I agree that you can view polymorphic values as sets of values indexed by type, but the 'move' function is still just forwarding its arguments. There are several solutions to this - you could pass everything by reference, so the arguments are always pointers like Java. You can make 'sizeof' a primitive operation on all types, so that you can write a generic copy function to forward arguments like 'C' (this is probably the way I would actually implement this). I was just trying to keep it simple. I prefer to think of a universally quantified type as 'any possible' type, so you cannot know anything about the type, except for the 'C' like case you would replace "forall a ." with "forall a . Sizeable a =>" which seems reasonable and allows a single instantiation of a generic function to handle all possible types.

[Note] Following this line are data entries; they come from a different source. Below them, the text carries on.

PR #99, opened 2018-11-23
Department name update fix (Treasury datasets removal)

otterbotter:


budgetportal/models.py
```diff
@@ -228,8 +230,6 @@ class Meta:
         ordering = ['vote_number', 'name']
 
     def save(self, *args, **kwargs):
```
jbothma: I'm sure you can totally remove this method now

otterbotter: good point thanks - i've removed it

PR #105, opened 2018-12-12
budget vs actual using annual report data

jbothma:


budgetportal/models.py
```diff
@@ -46,6 +48,16 @@
     '2018-19': '5b315ff0-55e9-4ba8-b88c-2d70093bfe9d',
 }
 
+FISCAL_YEAR_MAPPING = {
```
jbothma: you can use `FinancialYear.slug_from_year_start` for this

PR #112, opened 2019-01-29
Add Department website link

otterbotter:
⚠️ **This PR is not ready to be merged and is still in draft form.**

This PR:
- Adds a website link for each department
- Always retrieves the latest department link (even if it is null)
- Adds **x** new helper functions
-- list them here
- Adds the website url to the import and export functions
- Adds automated tests (in progress)
- Adds a csv export view for departments (similar to the programme csv export)


budgetportal/management/commands/load_departments.py
```diff
@@ -34,39 +34,58 @@ def add_arguments(self, parser):
...
-                if row.get('vision', False):
-                    intro += "## Vision\n\n%s\n\n" % row['vision']
-                if row.get('mission', False):
-                    intro += "## Mission\n\n%s\n\n" % row['mission']
-                if row.get('mandate', False):
-                    intro += "## Mandate\n\n%s\n\n" % row['mandate']
-                if row.get('core functions and responsibilities', False):
-                    intro += "## Core functions and responsibilities\n\n%s\n\n" % row['core_functions_and_responsibilities']
+                website_url = None
+                if row.get('intro', False):
```
jbothma: just assign here - don't see any need for append any more?

I think you should make the default None rather than False - then the possible types here are (string or None) rather than (string or boolean)

budgetportal/models.py
```diff
@@ -288,6 +297,29 @@ def get_govt_functions(self):
...
+        latest_existing_department = None
+        found_or_out_of_years, index = False, 0
+        while not found_or_out_of_years:
+            year = years[index]
+            index += 1
+            if year == original_dept_year:
+                found_or_out_of_years = True
+
+            latest_sphere = Sphere.objects.get(financial_year=year, name=sphere_name)
+            latest_government = latest_sphere.governments.get(name=self.government.name)
```
jbothma: if there's nothing else needing this intermediate functionality, wouldn't it be better to do something like
```python
Department.objects.filter(government__slug=self.government.slug,
                                        government__sphere__slug=self.government.sphere.slug,
...
)
```
?

Then we can avoid all this logic til it's needed

budgetportal/tests/test_data/test_management_commands_national_departments.csv
```diff
@@ -0,0 +1,41 @@
+government,department_name,vote_number,is_vote_primary,intro,website_url
```
jbothma: could you use more minimal test data so it's a bit easier to verify what's important? Doesn't have to be super realistic

budgetportal/tests/test_data/test_management_commands_provincial_departments.csv
```diff
@@ -0,0 +1,70 @@
+government,department_name,vote_number,is_vote_primary,intro,website_url
```
jbothma: ditto

budgetportal/tests/test_management_commands.py
```diff
@@ -21,52 +21,52 @@ def setUp(self):
 
         # governments
         self.south_africa = Government.objects.create(sphere=national, name='South Africa')
-        self.fake_central_province = Government.objects.create(
+        self.free_state = Government.objects.create(
```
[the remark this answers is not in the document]
otterbotter: ok - good idea. i've left the data itself as real data, but i've renamed the variables - not sure if this defeats the purpose

let me know if you want me to alter the test data to look more fake

budgetportal/tests/test_department.py
```diff
@@ -211,3 +211,41 @@ def test_missing_data_dept_did_not_exist(self):
         self.mock_openspending_api.aggregate_by_three_ref = Mock(return_value=self.mock_data['test_cells_data_missing_2018'])
         result = self.department.get_expenditure_time_series_summary()
         self.assertEqual(result['notices'], ['This department did not exist for some years displayed.'])
+
+
+class DepartmentWebsiteUrlTestCase(TestCase):
+    """ Unit tests of budgeted and actual expenditure summary for a department """
```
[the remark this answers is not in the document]
otterbotter: i see what you're referring to now: the comment says unit test when it's not. good catch - thanks.

budgetportal/models.py
otterbotter: Changed to your solution and had to add `slug=self.slug` to prevent other departments from being returned - thank you.

budgetportal/tests/test_data/test_management_commands_national_departments.csv
otterbotter: as discussed on Slack, will reduce the amount of data in the `intro` field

Edit: a further thought is that universal quantification implies passing by reference, we can consider copying an optimisation where the type is sizeable. An alternative interpretation is that of beta-reduction, where we effectively remove the 'move' function by AST rewriting before code generation, for this we only require type identity.

Parametrized types can do the job.

Parametrized types can do the job.

For example,

Identity◅aType▻.[x:aType]:aType ≡ x

For example IdentityInteger▻.[3] is the same as 3.


ToString◅aType▻.[x:aType⊇Showable]:String ≡ x.show[ ]

where ⊇ indicates that aType must extend Showable, which implements the show message.

Incremental computation at the type level?

You might want to look, on implementations of polymorphism, at this article. C++ templates relate to monomorphization, you seem to be looking for some analogue of dictionary passing (though your dictionaries are empty, or only contain the result of sizeof on the type).

What you actually show does not look like a differential, just like some type-level function. You write CallConv[List[T]] == CallConv[Object]; in differential terms, I would say something like CallConv'[Object, List[T] - Object] = Nil. That is, the finite difference of CallConv, applied to the input Object and the input change List[T] - Object, gives a nil change (you seem to assume that nil changes don't exist, but algebraically they have the same advantages as the 0 number). Are you looking for the latter?